WHAT YOU NEED TO DO = Write out the entries below exactly, from the first line to the one with "The optional os.features", both ends included.

SUPPLIED RECORDS =
BEGIN

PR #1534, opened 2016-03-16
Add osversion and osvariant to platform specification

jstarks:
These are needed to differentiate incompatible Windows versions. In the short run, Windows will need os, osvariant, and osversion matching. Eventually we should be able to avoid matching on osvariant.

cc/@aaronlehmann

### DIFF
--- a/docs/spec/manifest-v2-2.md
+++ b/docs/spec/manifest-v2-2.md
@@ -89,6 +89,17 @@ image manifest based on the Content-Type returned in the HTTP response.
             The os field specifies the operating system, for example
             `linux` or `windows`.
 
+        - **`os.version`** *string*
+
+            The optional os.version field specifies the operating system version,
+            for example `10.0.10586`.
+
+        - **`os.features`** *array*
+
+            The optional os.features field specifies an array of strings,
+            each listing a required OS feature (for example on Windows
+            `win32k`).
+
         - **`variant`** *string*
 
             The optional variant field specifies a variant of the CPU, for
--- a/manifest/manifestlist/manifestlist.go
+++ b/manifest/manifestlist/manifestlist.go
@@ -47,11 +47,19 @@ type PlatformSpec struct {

END

OUTPUT FOR THIS TASK =
PR #1534, opened 2016-03-16
Add osversion and osvariant to platform specification

jstarks:
These are needed to differentiate incompatible Windows versions. In the short run, Windows will need os, osvariant, and osversion matching. Eventually we should be able to avoid matching on osvariant.

cc/@aaronlehmann

### DIFF
--- a/docs/spec/manifest-v2-2.md
+++ b/docs/spec/manifest-v2-2.md
@@ -89,6 +89,17 @@ image manifest based on the Content-Type returned in the HTTP response.
             The os field specifies the operating system, for example
             `linux` or `windows`.
 
+        - **`os.version`** *string*
+
+            The optional os.version field specifies the operating system version,
+            for example `10.0.10586`.
+
+        - **`os.features`** *array*
+
+            The optional os.features field specifies an array of strings,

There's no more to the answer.